#### [Work task]
An exact reproduction of every record is required.

________________________________________

PR #9588, opened 2019-08-12
RDBCL-727 CPU credits exec

iftahbe:


src/Raven.Server/Config/Categories/ServerConfiguration.cs
```diff
@@ -56,5 +56,27 @@ public class ServerConfiguration : ConfigurationCategory
...
+        [DefaultValue(null)]
+        [ConfigurationEntry("Server.CpuCredits.Exec", ConfigurationEntryScope.ServerWideOnly)]
+        public string CpuCreditsExec { get; set; }
+
+        [Description("EXPERT: The command line arguments for the Server.CpuCredits.Exec command or executable.")]
+        [DefaultValue(null)]
+        [ConfigurationEntry("Server.CpuCredits.Exec.Arguments", ConfigurationEntryScope.ServerWideOnly)]
+        public string CpuCreditsExecArguments { get; set; }
+
+        [Description("EXPERT: The number of seconds between every invokation of the Cpu Credits executable. Default: 30 minutes.")]
```
ppekrol: typo:
- invokation  -> invocation 
- Cpu -> CPU

src/Raven.Server/Config/Categories/ServerConfiguration.cs
```diff
@@ -56,5 +56,27 @@ public class ServerConfiguration : ConfigurationCategory
...
+        [DefaultValue(30*60)]
+        [TimeUnit(TimeUnit.Seconds)]
```
ppekrol: Why not in Minutes?

Better to write in description then 1800 seconds to avoid unit change

src/Raven.Server/Config/Categories/ServerConfiguration.cs
```diff
@@ -56,5 +56,27 @@ public class ServerConfiguration : ConfigurationCategory
...
+        [ConfigurationEntry("Server.CpuCredits.Exec.SyncInterval", ConfigurationEntryScope.ServerWideOnly)]
```
ppekrol: SyncIntervalInSec

src/Raven.Server/Config/Categories/ServerConfiguration.cs
```diff
@@ -56,5 +56,27 @@ public class ServerConfiguration : ConfigurationCategory
...
+        public TimeSetting CpuCreditsExecSyncInterval { get; set; }
+
+        [Description("EXPERT: The number of seconds to wait for the Cpu Credits executable to exit. Default: 30 seconds")]
```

________________________________________

#### [Response for this exercise]
PR #9588, opened 2019-08-12
RDBCL-727 CPU credits exec

iftahbe:


src/Raven.Server/Config/Categories/ServerConfiguration.cs
```diff
@@ -56,5 +56,27 @@ public class ServerConfiguration : ConfigurationCategory
...
+        [DefaultValue(null)]
+        [ConfigurationEntry("Server.CpuCredits.Exec", ConfigurationEntryScope.ServerWideOnly)]
+        public string CpuCreditsExec { get; set; }
+
+        [Description("EXPERT: The command line arguments for the Server.CpuCredits.Exec command or executable.")]
+        [DefaultValue(null)]
+        [ConfigurationEntry("Server.CpuCredits.Exec.Arguments", ConfigurationEntryScope.ServerWideOnly)]
+        public string CpuCreditsExecArguments { get; set; }
+
+        [Description("EXPERT: The number of seconds between every invokation of the Cpu Credits executable. Default: 30 minutes.")]
```
ppekrol: typo:
- invokation  -> invocation 
- Cpu -> CPU

src/Raven.Server/Config/Categories/ServerConfiguration.cs
```diff
@@ -56,5 +56,27 @@ public class ServerConfiguration : ConfigurationCategory
...
+        [DefaultValue(30*60)]
+        [TimeUnit(TimeUnit.Seconds)]
```
ppekrol: Why not in Minutes?

Better to write in description then 1800 seconds to avoid unit change

src/Raven.Server/Config/Categories/ServerConfiguration.cs
```diff
@@ -56,5 +56,27 @@ public class ServerConfiguration : ConfigurationCategory
...
+        [ConfigurationEntry("Server.CpuCredits.Exec.SyncInterval", ConfigurationEntryScope.ServerWideOnly)]
```
ppekrol: SyncIntervalInSec

src/Raven.Server/Config/Categories/ServerConfiguration.cs
```diff
@@ -56,5 +56,27 @@ public class ServerConfiguration : ConfigurationCategory
...
+        public TimeSetting CpuCreditsExecSyncInterval { get; set; }
+
+        [Description("EXPERT: The number of seconds to wait for the Cpu Credits executable to exit. Default: 30 seconds")]
```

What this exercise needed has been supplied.